LAURETTE, CHAMPAGNE.

Champagne.

Tu sais quelle amitié de tout temps fit paroître
L’époux de ta maîtresse au pere de mon maître ;
Qu’ils étoient grands amis, n’étant encore qu’enfants,
Et qu’il y peut avoir déja près de huit ans
Que ton maître, embarqué sur mer pour ses affaires,
Fut pris, & chez les Turcs vendu par des corsaires.
Tu sais que ta maîtresse en eut peu de douleur,
Et très patiemment supporta ce malheur ;
Que loin de rechercher, craignant sa délivrance,
Elle le tint pour mort, & prit le deuil d’avance.
Tu sais fort bien aussi que la vieille amitié
Fit qu’enfin mon vieux maître en eut quelque pitié,
Et me chargea de faire en Turquie un voyage,
Pour chercher & tirer son ami d’esclavage.
Je fus, comme tu sais, m’embarquer pour cela :
Tu sais enfin... Comment ! quels gestes fais tu là ?

Laurette.

C’est que le sang me bout, franchement, à t’entendre.
Si je sais tout cela, que sert de me l’apprendre ?

Champagne.

Je t’ai voulu conter le tout de point en point.

Laurette.

Conte-moi simplement ce que je ne sais point.

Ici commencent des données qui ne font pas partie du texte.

PR #317, opened 2022-07-01
IBX-1119: Implemented Site Access listener for IO requests

barw4:
| **JIRA issue**                          | [IBX-1119](https://issues.ibexa.co/browse/IBX-1119)

Injecting a SiteAccess allows for proper resolution of a repository, and hence, a `var_dir`.

#### Checklist:
- [x]  Asked for a review (ping `@ezsystems/engineering-team`).

### DIFF
--- a/eZ/Bundle/EzPublishIOBundle/Resources/config/io.yml
+++ b/eZ/Bundle/EzPublishIOBundle/Resources/config/io.yml
@@ -157,3 +157,12 @@ services:
             - '@eZ\Publish\Core\IO\IOConfigProvider'
         tags:
             - { name: kernel.event_subscriber }
+
+    Ibexa\Bundle\IO\EventListener\StreamFileSiteAccessListener:
+        arguments:
+            - '@ezpublish.config.resolver'
+            - '@ezpublish.siteaccess_router'
+            - '@ezpublish.siteaccess_service'
+            - '%ezpublish.siteaccess.list%'
+        tags:
+            - { name: kernel.event_subscriber }
--- a/src/bundle/IO/EventListener/StreamFileSiteAccessListener.php
+++ b/src/bundle/IO/EventListener/StreamFileSiteAccessListener.php
@@ -1,0 +1,68 @@
+<?php
+
+/**
+ * @copyright Copyright (C) Ibexa AS. All rights reserved.
+ * @license For full copyright and license information view LICENSE file distributed with this source code.
+ */
+declare(strict_types=1);
+
+namespace Ibexa\Bundle\IO\EventListener;
+
+use eZ\Publish\Core\MVC\ConfigResolverInterface;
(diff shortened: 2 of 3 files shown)


eZ/Bundle/EzPublishIOBundle/Resources/config/io.yml
```diff
@@ -157,3 +157,12 @@ services:
             - '@eZ\Publish\Core\IO\IOConfigProvider'
         tags:
             - { name: kernel.event_subscriber }
+
+    Ibexa\Bundle\IO\EventListener\StreamFileSiteAccessListener:
+        arguments:
+            - '@ezpublish.config.resolver'
+            - '@ezpublish.siteaccess_router'
+            - '@ezpublish.siteaccess_service'
+            - '%ezpublish.siteaccess.list%'
```
alongosz, line 166: It would be better here to use named parameters. More flexible.

src/bundle/IO/EventListener/StreamFileSiteAccessListener.php
```diff
@@ -0,0 +1,68 @@
...
+
+    public function onKernelRequest(RequestEvent $event): void
+    {
+        if ($event->getRequestType() !== HttpKernelInterface::MAIN_REQUEST) {
+            return;
+        }
+
+        $pathInfo = $event->getRequest()->getPathInfo();
+
+        foreach ($this->siteAccessList as $siteAccess) {
```
alongosz, line 60: Full SiteAccess list is provided by the SiteAccessService (`SiteAccessServiceInterface::getAll`)

alongosz (changes requested):

adamwojs (changes requested):
Sorry, but this is wrong direction. 

Executing proposed logic for all available site accesses in every request (there might be hundreds of them since we have site factory) will kill application performance.

barw4:
> Sorry, but this is wrong direction.
> 
> Executing proposed logic for all available site accesses in every request (there might be hundreds of them since we have site factory) will kill application performance.

@adamwojs Sure, I agree, however, this seems like an edge case so would that really kill the performance that much? Please let me know how else can we approach this with having only the `localhost/var/repository2/storage/images/image.png` URL.

eZ/Bundle/EzPublishIOBundle/Resources/config/io.yml
Steveb-p: For our own services this is true. Do keep in mind that external services can have their argument names changed, so it's valid to use argument order there (just a side note).

alongosz (changes requested):
@barw4 given the JIRA description
> When adding manualy the current siteaccess to the request (or a siteaccess using this second repo), the image is correctly served: http://example.com/admin2/var/repo2/storage/images/…

We would rather like you to investigate why generated URI does not include `admin2` component and what can be done to change that. Additionally what would be the BC impact of such change and how can we ensure BC (we were thinking about SA Matcher).

PR #320, opened 2022-07-06
IBX-3036: Provided fallback for Content-Disposition header in `DownloadController`

barw4:
| **JIRA issue**                          | [IBX-3036](https://issues.ibexa.co/browse/IBX-3036)

This change would still allow downloading file with the original filename.

#### Checklist:

### DIFF
--- a/eZ/Publish/Core/MVC/Symfony/Controller/Content/DownloadController.php
+++ b/eZ/Publish/Core/MVC/Symfony/Controller/Content/DownloadController.php
@@ -75,7 +75,11 @@ class DownloadController extends Controller
         }
 
         $response = new BinaryStreamResponse($this->ioService->loadBinaryFile($field->value->id), $this->ioService);
-        $response->setContentDisposition(ResponseHeaderBag::DISPOSITION_ATTACHMENT, $filename, md5($filename));
+        $response->setContentDisposition(
+            ResponseHeaderBag::DISPOSITION_ATTACHMENT,
+            $filename,
+            bin2hex(random_bytes(8))
+        );
 
         return $response;
     }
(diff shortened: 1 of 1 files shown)


eZ/Publish/Core/MVC/Symfony/Controller/Content/DownloadController.php
```diff
@@ -75,7 +75,7 @@ public function downloadBinaryFileAction($contentId, $fieldIdentifier, $filename
         }
 
         $response = new BinaryStreamResponse($this->ioService->loadBinaryFile($field->value->id), $this->ioService);
-        $response->setContentDisposition(ResponseHeaderBag::DISPOSITION_ATTACHMENT, $filename);
+        $response->setContentDisposition(ResponseHeaderBag::DISPOSITION_ATTACHMENT, $filename, md5($filename));
```
alongosz: SonarLint reports here a security issue. It's false negative, but to avoid any discussion / doubts is it technically possible here to use some better algorithm?

alongosz (changes requested):

eZ/Publish/Core/MVC/Symfony/Controller/Content/DownloadController.php
barw4: We can use anything here really, but technically this doesn't have to be secure. It's rather a matter of encoding.

alongosz: > We can use anything here really, but technically this doesn't have to be secure. It's rather a matter of encoding.

Ok, then please avoid `md5`. It always takes a second to figure out if it is security or not, so better use something that does not raise that question :)

alongosz (approved):

konradoboza (approved):

Steveb-p (approved):

glye (approved):

mnocon (approved):
I've reproduced the issue and verified that it no longer occurs when the fix from this PR is applied.

Approved!

PR #321, opened 2022-07-07
IBX-2634: Added argument to functions to ignore ownership

mateuszdebinski:
| **JIRA issue**                          | [IBX-2634](https://issues.ibexa.co/browse/IBX-2634)
| **Type**                                   | bug/improvement

In order not to change the interface and not to cause BC, only the functions have been changed so that you can pass the argument to ignore the owner - the mechanism itself already existed in our product

#### Checklist:

### DIFF
--- a/eZ/Publish/API/Repository/Tests/BaseContentTypeServiceTest.php
+++ b/eZ/Publish/API/Repository/Tests/BaseContentTypeServiceTest.php
@@ -7,6 +7,7 @@
 namespace eZ\Publish\API\Repository\Tests;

Ce dernier vers fait pour nous la critique de tous les autres. Pour que l’exposition soit bonne il ne suffit pas d’apprendre les événements qui ont précédé l’action à un personnage qui les ignore, il faut encore en instruire seulement ceux qui sont intéressés à les savoir, ou ceux à qui l’on a grand intérêt de les apprendre. Dans l’Etourdi de Moliere, Lélie vole à Mascarille pour lui apprendre que Léandre est son rival. Ce n’est pas seulement parceque Mascarille n’en est pas instruit ; mais Lélie qui a besoin de Mascarille, lui fait cette confidence pour le mettre dans ses intérêts, comme on le voit par ces vers qui sont dans la seconde scene du premier acte.

Lélie.

Au reste, mon amour, quand je l’ait fait paroître,
N’a point été mal vu des yeux qui l’ont fait naître ;
Mais Léandre à l’instant vient de me déclarer
Qu’à me ravir Célie il se va préparer :
C’est pourquoi dépêchons, & cherche dans ta tête
Les moyens les plus prompts d’en faire ma conquête.
Trouve ruses, détours, fourbes, inventions,
Pour frustrer mon rival de ses prétentions.

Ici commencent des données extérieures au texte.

PR #324, opened 2022-07-26
IBX-3451: [Behat] Removed depending on APP_ENV when loading Context services

mnocon:
JIRA: https://issues.ibexa.co/browse/IBX-3451 (Customer request)

Backport of a change introduced in https://github.com/ibexa/core/pull/92 (https://github.com/ibexa/core/pull/92/commits/073a5cce403fc060b803d7f98b4df253013ffc25) to v3.3 because of the ticket mentioned above.
Relying on a parameter (prepended by ibexa/behat package) is better than relying on hardcoded Symfony env (and does not require adding optional dependencies to bypass it).

I've also added small tests, because it's a Customer Request.

Related PR: https://github.com/ezsystems/ezplatform-content-forms/pull/62

### DIFF
--- a/eZ/Bundle/EzPublishCoreBundle/DependencyInjection/EzPublishCoreExtension.php
+++ b/eZ/Bundle/EzPublishCoreBundle/DependencyInjection/EzPublishCoreExtension.php
@@ -91,8 +91,7 @@ class EzPublishCoreExtension extends Extension implements PrependExtensionInterf
 
         $configuration = $this->getConfiguration($configs, $container);
 
-        $environment = $container->getParameter('kernel.environment');
-        if (in_array($environment, ['behat', 'test'])) {
+        if ($this->shouldLoadTestServices($container)) {
             $loader->load('feature_contexts.yml');
         }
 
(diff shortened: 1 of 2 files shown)


konradoboza (approved):

adamwojs (approved):

micszo (approved):

eZ/Bundle/EzPublishCoreBundle/DependencyInjection/EzPublishCoreExtension.php
```diff
@@ -91,8 +91,7 @@ public function load(array $configs, ContainerBuilder $container)
 
         $configuration = $this->getConfiguration($configs, $container);
 
-        $environment = $container->getParameter('kernel.environment');
-        if (in_array($environment, ['behat', 'test'])) {
+        if ($this->shouldLoadTestServices($container)) {
```
alongosz, line 94: Now that I see it, I think it should be a separate bundle, not a part of Core ;)

alongosz (approved):

bogusez (approved):

bogusez (approved):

Dans Pourceaugnac, Sbrigani rapporte à Julie & à Eraste tout ce qu’il sait de son héros.

ACTE I. Scene IV.

Sbrigani.

Monsieur, votre homme arrive. Je l’ai vu à trois lieues d’ici, où a couché le coche ; &, dans la cuisine où il est descendu pour déjeûner, je l’ai étudié une bonne demi-heure, & je le sais déja par cœur. Pour sa figure, je ne veux point vous en parler : vous verrez de quel air la nature l’a dessiné, & si l’ajustement qui l’accompagne y répond comme il faut. Mais, pour son esprit, je vous avertis par avance, qu’il est des plus épais qui se fassent ; que nous trouvons en lui une matiere tout-à-fait disposée pour ce que nous voulons, & qu’il est homme enfin à donner dans tous les panneaux qu’on lui présentera.

Pourquoi Sbrigani fait-il exactement ce récit ? ce n’est pas seulement parceque Julie & Eraste ignorent ce qu’est M. de Pourceaugnac, c’est encore parcequ’ils sont très intéressés à savoir tout ce qui regarde un homme qui vient pour traverser leur amour, & duquel ils veulent se défaire.

Plaute & Térence n’alloient pas chercher bien souvent tant de façon. Pour ne pas multiplier les exemples, tâchons d’en trouver un qui prouve en même temps que les Anciens racontoient non seulement leur avant-scene à des personnages qui n’étoient pas intéressés à être instruits, mais encore à des personnages qu’ils n’avoient eux-mêmes nul intérêt d’instruire : la premiere scene de l’Andrienne remplira ce double but.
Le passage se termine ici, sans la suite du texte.